Yup, I'm using the 2.0T housing. I haven't driven it yet because I'm waiting on the proper lugs for my new rims. But, I let it run for a little while to help charge the bettery since It was sitting for a while - No leaks or anything unusual.


----------



## dr0pthehamm3r (Nov 30, 2007)

Having both a 2006 2.0T GTi and a 2006 2.5l Jetta (with CBTA swap), I deal with both of these housings on the regular and appear to be the same. I've even looked into what ECS had built, but only for the 2.0T. I vaguely remember reading something about them saying 'they were not the same, blah blah blah' but didnt have much info thereafter.

I've really been thinkin about it as well.

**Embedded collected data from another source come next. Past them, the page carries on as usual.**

PR #250, opened 2020-05-16
Don't duplicate memory when getting the contents of bytes/str. Fixes #242

### LINKED ISSUE #242: Debugger starts to paginate memory when getting the representation of big byte arrays
## Environment data

-   VS Code version: Version: 1.45.0
-   Extension version (available under the Extensions sidebar): 2020.5.78807
-   OS and version: MacOS Catalina 10.15.3
-   Python version (& distribution if applicable, e.g. Anaconda): Python 3.7.7 64 bit
-   Type of virtual environment used (N/A | venv | virtualenv | conda | ...): pyenv
-   Jedi or Language Server? (i.e. what is `"python.jediEnabled"` set to; more info microsoft/vscode-python#3977): jedi
-   Value of the `python.languageServer` setting: Microsoft

## Expected behaviour

Show the local variables in debug 

## Actual behaviour

I can attach to a Flask web server - meaning that it stops on the line - but no local variables are displayed. 

image

## Steps to reproduce:

Launch debugger with either one of the below configs; neither works.

```

    "version": "0.2.0",
    "configurations": [
        
        {
            "name": "Flask Debug",
            "type": "python",
            "request": "launch",
            "module": "flask",
            "env": {
                "FLASK_APP": "app.py",
                "FLASK_ENV": "development",
                "FLASK_DEBUG": "0"
            },
            "args": [
                "run",
                "--no-debugger",
                "--no-reload"
            ],
            "jinja": true,
            "cwd": "${workspaceFolder}/server"
        },
        {
            "name": "Foo",
            "type": "python",
            "request": "launch",
            "module": "flask",
            "env": {
                "FLASK_APP": "app",
                "FLASK_DEBUG": "1",
                "FLASK_ENV": "development"
            },
            "args": [
                "run",
            ],
            "subProcess": true,
            "jinja": true,
            "cwd": "${workspaceFolder}/server"
        }
    ]
}
```

fabioz:
Note: I still haven't done anything about dealing with raw strings in this request (waiting for definition on the best way to handle it in that case).

### DIFF
--- a/src/debugpy/_vendored/pydevd/_pydevd_bundle/pydevd_safe_repr.py
+++ b/src/debugpy/_vendored/pydevd/_pydevd_bundle/pydevd_safe_repr.py
@@ -6,7 +6,7 @@
 import sys
 from _pydevd_bundle.pydevd_constants import IS_PY2
 import locale
-import json
+from _pydev_bundle import pydev_log
 
 # Py3 compat - alias unicode to str, and xrange to range
 try:
@@ -33,6 +33,7 @@ class SafeRepr(object):
     maxstring_inner = 30
     if sys.version_info >= (3, 0):
         string_types = (str, bytes)
+        bytes = bytes
         set_info = (set, '{', '}', False)
         frozenset_info = (frozenset, 'frozenset({', '})', False)
         int_types = (int,)
@@ -40,6 +41,7 @@ class SafeRepr(object):
                            dict, set, frozenset)
     else:
         string_types = (str, unicode)
+        bytes = str
         set_info = (set, 'set([', '])', False)
         frozenset_info = (frozenset, 'frozenset([', '])', False)
         int_types = (int, long)  # noqa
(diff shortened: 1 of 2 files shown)


src/debugpy/_vendored/pydevd/_pydevd_bundle/pydevd_safe_repr.py
```diff
@@ -279,8 +281,54 @@ def _repr_dict(self, obj, level, prefix, suffix,
...
+                else:
+                    yield self._convert_to_unicode_or_bytes_repr(repr(obj))
+                return
+
+            limit_inner = self.maxother_inner
+            limit_outer = self.maxother_outer
+            limit = limit_inner if level > 0 else limit_outer
+            if len(obj) <= limit:
+                # Note that we check the limit before doing the repr, so, this could account
+                # for up to 3 chars above the limit afterwards. i.e.: u'' or b''
```
int19h, line 298: It can be more than 3 if some characters inside the literal will get escaped. So the most pathological case is a Unicode string where every char is `\U0010ffff`. I don't think we need to worry about that, but it might be worth noting this in the comment so that it doesn't mislead in the future.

http://www.ecstuning.com/Volkswagen-Golf_V--2.0T/Search/SiteSearch/Oil_Filter/ES2210310/


----------



## Rabbid Rally Rabbit (May 5, 2013)

the4ringer said:


> Having both a 2006 2.0T GTi and a 2006 2.5l Jetta (with CBTA swap), I deal with both of these housings on the regular and appear to be the same.


I have a 2.0T ECS housing on my 2013 Cali 2.5L.


----------



## dr0pthehamm3r (Nov 30, 2007)

solid. hows clean is the draining? similar to draining the oil pan? I want to get one, but I dont have an immediate need, but its definitely on the radar if mine cracks


----------



## Rabbid Rally Rabbit (May 5, 2013)

the4ringer said:


> solid. hows clean is the draining? similar to draining the oil pan? I want to get one, but I dont have an immediate need, but its definitely on the radar if mine cracks


It's light years better than the plastic POS.


----------



## smugfree3 (Feb 20, 2006)

so.... why wont ecs sell this for the 2.5L? that's the million dollar question to me. looks like it would be profitable


----------



## le0n (Jun 12, 2013)

smugfree3 said:


> so.... why wont ecs sell this for the 2.5L? that's the million dollar question to me. looks like it would be profitable


obviously they are making too much money.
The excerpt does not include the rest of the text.